There has been research on children raised by gay and lesbian parents; a brief written by the American Psychological Association was used in the Supreme Court cases above. However, when we look closer at the 59 studies cited in the brief we can see that there may be some problems with the research. Loren Marks, a professor at Louisiana State University wrote a peer reviewed paper wherein he pointed out many of the flaws in those studies. Often they were small studies and included only white upper middle class and high educated lesbian parents, often completely excluding gay fathers. Because of the sample those findings cannot be generalized to the American public at large and certainly not to the world’s population. In fact they cannot even be generalized to all same sex couples as gay fathers were left out. Mr. Marks was quoted in an article by the Washington Times as saying “the jury is still out…. The lack of high quality data leaves the most significant questions unaddressed and unanswered.” He also pointed out that the research showed only how children feel about and fulfill their gender roles, not how they are doing in life whether they graduate high school at the same rate, go to college or are as likely to live above the poverty line as children in traditional families.

Recent research continues to show that men and women are complementary and that previously held beliefs that any difference in male and female behavior and psychology exist primarily because of environment are wrong. For example, a day-old female infant will look longer at faces then a day old male infant; there is no time for environmental intervention to have taken place, yet that difference exists. There is even cause to doubt that boys play with trucks and girls play with dolls because of society. Several years ago researchers Melissa Hines and Gerianne Alexander gave toys to monkeys wherein male monkeys played more with truck and females with dolls.

Is there a difference?

As previously stated, more research is needed to concretely determine differences between parenting styles between hetro and homosexual couples; there are multiple studies that show children raised by same sex parents may fare worse than their traditional family counterparts.
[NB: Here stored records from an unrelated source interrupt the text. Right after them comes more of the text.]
PR #23000, opened 2022-02-02
Refactored import ordering in functions

oscargus:

Change the import precedence in functions using a "natural" ordering (trig before hyperbolic, elementary before special, etc). Except that combinational comes before elementary since there are more dependencies in that direction.

In some files there are improvements, in other it gets worse. However, one can use the total number of removed line as a measure.

(#22993 can be rewritten to reduce the number of imports subject to this one)

#### Other comments

Also changed some incorrect import locations in solvers.

#### Release Notes

NO ENTRY

### DIFF
--- a/sympy/functions/special/polynomials.py
+++ b/sympy/functions/special/polynomials.py
@@ -18,16 +18,9 @@ from sympy.functions.elementary.miscellaneous import sqrt
 from sympy.functions.elementary.trigonometric import cos, sec
 from sympy.functions.special.gamma_functions import gamma
 from sympy.functions.special.hyper import hyper
-
-from sympy.polys.orthopolys import (
-    jacobi_poly,
-    gegenbauer_poly,
-    chebyshevt_poly,
-    chebyshevu_poly,
-    laguerre_poly,
-    hermite_poly,
-    legendre_poly
-)
+from sympy.polys.orthopolys import (chebyshevt_poly, chebyshevu_poly,
+                                    gegenbauer_poly, hermite_poly, jacobi_poly,
+                                    laguerre_poly, legendre_poly)
 
 _x = Dummy('x')
 
--- a/sympy/assumptions/cnf.py
+++ b/sympy/assumptions/cnf.py
@@ -4,12 +4,12 @@ only and should not be used anywhere else as these do not possess the
 signatures common to SymPy objects. For general use of logic constructs
 please refer to sympy.logic classes And, Or, Not, etc.
 """
-from itertools import combinations, product
-from sympy.core.singleton import S
-from sympy.logic.boolalg import (Equivalent, ITE, Implies, Nand, Nor, Xor)
+from itertools import combinations, product, zip_longest
+from sympy.assumptions.assume import AppliedPredicate, Predicate
 from sympy.core.relational import Eq, Ne, Gt, Lt, Ge, Le
+from sympy.core.singleton import S
 from sympy.logic.boolalg import Or, And, Not, Xnor
-from itertools import zip_longest
+from sympy.logic.boolalg import (Equivalent, ITE, Implies, Nand, Nor, Xor)
 
 
 class Literal:
@@ -171,7 +171,6 @@ def to_NNF(expr, composite_map=None):
     (Literal(Q.negative(x), False) | Literal(Q.zero(x), False))
     """
     from sympy.assumptions.ask import Q
-    from sympy.assumptions.assume import AppliedPredicate, Predicate
 
     if composite_map is None:
         composite_map = dict()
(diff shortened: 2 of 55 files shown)


oscarbenjamin:
It would be good to document the ordering somewhere in the code. Is it possible to move the remaining delayed imports to the bottom of the files?

oscargus:
Yes, it would be good. Ideally there can be some tool that generates it (as I have not made explicit decisions between all submodules).

I have limited success with imports towards the end of the file, so I have not even tried it.

oscarbenjamin:
> Ideally there can be some tool that generates it

I did try a couple once but they crashed with RecursionError when I pointed them at the SymPy code. The import path is just so messy that these libraries couldn't cope!

> I have limited success with imports towards the end of the file, so I have not even tried it.

I think once you've chosen an ordering between a collection of submodules it should just be a case of imports going at the top or the bottom based on that ordering except when some code actually needs to be executed at import time (e.g. creating instances of a class or calling some function). The difficulty at the moment is just that no sensible ordering has been chosen explicitly and also there are various places that instantiate and use Basic instances during the import process.

oscargus:
I have also tried some and although it worked, it provided too much detail really.

Anyway, I have started mapping imports by hand with the aim of creating results on both top-level module dependencies and inter-module dependencies. So far, concrete, one of the smaller modules, are done and this is what I got:

image

Solid lines are top-level imports, dashed lines are function-level imports. One can argue which is the highest level of summations and products, but apart from that I think it makes sense. expr_with_limit -> expr_with_intlimits -> summations/products is sort of natural.

oscargus:
And for assumptions:
image

oscargus:
I think it makes sense to do this in stages.

I've checked up to and including concrete now in the systematic approach. No ordering there, just moving imports to top level.

For functions it is combinatorial -> elementary -> special.

The next step is to either analyze the internals of combinatorics or core. But the risk is that there will be hundreds of files affected, impossible to review and conflicts. So my suggestion is to merge this (it is clearly better than before if nothing else).

It may also be that further analysis shows that there are even better orderings, but as long as it improves...

oscargus:
It probably makes sense to start separate issue for the internal ordering of submodules. I'll do that.

sympy/functions/special/polynomials.py
```diff
@@ -1025,8 +1025,6 @@ class hermite(OrthogonalPolynomial):
 
     """
 
-    _ortho_poly = staticmethod(hermite_poly)
-
```
oscarbenjamin, line 1029: Not sure I understand this

sympy/functions/special/polynomials.py
```diff
@@ -1047,6 +1045,12 @@ def eval(cls, n, x):
             else:
                 return cls._eval_at_order(n, x)
 
+    @classmethod
+    def _eval_at_order(cls, n, x):
+        if n.is_integer and n >= 0:
+            from sympy.polys.orthopolys import hermite_poly
+            return hermite_poly(int(n), _x).subs(_x, x)
```
oscarbenjamin, line 1052: I also don't understand where this has come from

oscarbenjamin:
There were a few changes I didn't understand (see the two comments above) but it seems to work so +1 to merge if you're done with this.

sympy/functions/special/polynomials.py
oscargus: A consequence of the changes was that functions cannot import at top level from polys (but the other way around). So hermite_poly cannot be available at creation time.

Maybe it could be solved by a property method?

sympy/functions/special/polynomials.py
oscargus: Since _ortho_poly cannot be used for import reasons, I had to copy the method.

Maybe it can be done in a better way though?

sympy/functions/special/polynomials.py
oscarbenjamin: On the higher level I *think* would want the polys module to precede anything in functions. Maybe that way around makes less sense though.

oscarbenjamin: > On the higher level I _think_ I would want the polys module to precede anything in functions. Maybe that way around makes less sense though.

smichr:
@oscargus , there are merge conflicts now

sympy/functions/special/polynomials.py
oscargus: Yes, I sort of expected that poly would be imported from functions and not the other way around. It can of course be arbitrarily chosen, one just have to see the consequences.

oscargus:
This is rebased now. I changed so that polys can be imported in functions on top-level.

oscarbenjamin:
Looks good to me.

A recent study in Canada, where same sex couples have had all the same taxation and inheritance rights as heterosexual couples since 1997 and have been able to legally marry since 2005, showed that there may be dramatic differences between children raised in traditional homes then those raised by same sex parents. Children with same sex parents were only 65 percent as likely to graduate from high school, with girls being slightly less likely than boys. An important difference to this study is that same sex couples are shown in the Canadian census; children were asked to which type of household they belong: intact, common law, single parent, gay or lesbian, which is not the case in the U.S. Also the sample size was representative being 20 percent of the population. More importantly it excluded single parents that identify as homosexual, only couples currently in same-sex relationships were included.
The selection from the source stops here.